IPv6 privacy addresses crashed the MIT CSAIL network - anderskaseorg
http://blog.bimajority.org/2014/09/05/the-network-nightmare-that-ate-my-week/
======
ay
The "issues with IPv6" are with education, operation, configuration.

I personally ran WiFi networks with 8000+ wireless clients on a _single_ /64
subnet (my employer's CiscoLive conference), and assisted/consulted in running
the networks with more than 25000 clients on a single /64 subnet (Mobile World
Congress).

The default kinda suck, and the bugs may happen. but the statement "IPv6 is
not ready for production" is wrong.

I'd be happy to volunteer a reasonable amount of time to work with the OP or
others having a network of >1000 hosts, to debug the issues like this, time
permitting, vendor independent. (glass houses and all that).

There are bazillion knobs in IPv6 and a lot of things can be fixed by just
tweaking the defaults (which kinda suck).

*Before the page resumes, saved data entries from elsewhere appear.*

PR #414, opened 2018-11-14
Move to GitLab CI

martijnbastiaan:
GitLab CI offers the ability to deploy our own test runners. This would speed up our test times significantly. Thanks to @leonschoorl for implementing this.


martijnbastiaan:
I've re-added Travis CI to handle pull requests and forks. The `.travis.yml` is quite clean so I don't expect much upkeep. With cached docker images, cabal store, and `dist-newstyle` it's reasonably fast. Probably not as fast as Circle CI, but allowed failures is still not an option there.. It might be a dumb idea, but we could combine all three:

* For forks and pull requests:
  * Circle for 8.2, 8.4, 8.6
  * Travis for HEAD with allowed fail (and maybe some short-circuit features; for example, we know singletons is failing to build for the time being, so we might just build it upfront)
* GitLab for everything else

We'd combine all positives of the three platforms:

- Cheap
- Tests everything, including PRs and forks
- Own builders
- Fast

Also, since we're using Docker we could set up a private repository including modelsim. Of course, forks would still use a public docker image.

leonschoorl:
For reference, the gitlab issue about building pull requests: https://gitlab.com/gitlab-org/gitlab-ee/issues/5667

martijnbastiaan:
I've added the CicleCI config file written by Leon and enabled it on the project. This should conclude this journey..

Network of <500-700 nodes generally don't need to bother much. It's not
optimal a lot of times with the defaults but it will work.

EDIT:

the seeming "charity" of volunteering the time isn't. I want to understand
what is broken, so we can bring it up back to IETF and get it fixed + make
better educational publicity to prevent folks shooting themselves in the foot.
It'll make it to the stacks in another decade, but it will. IPv6 is powering
nontrivial millions of hosts _now_ \- so the correct words to use "needs
tweaking for my network", not "not ready for production". Let's see what the
tweaks are and if we can incorporate them into the protocol, if necessary.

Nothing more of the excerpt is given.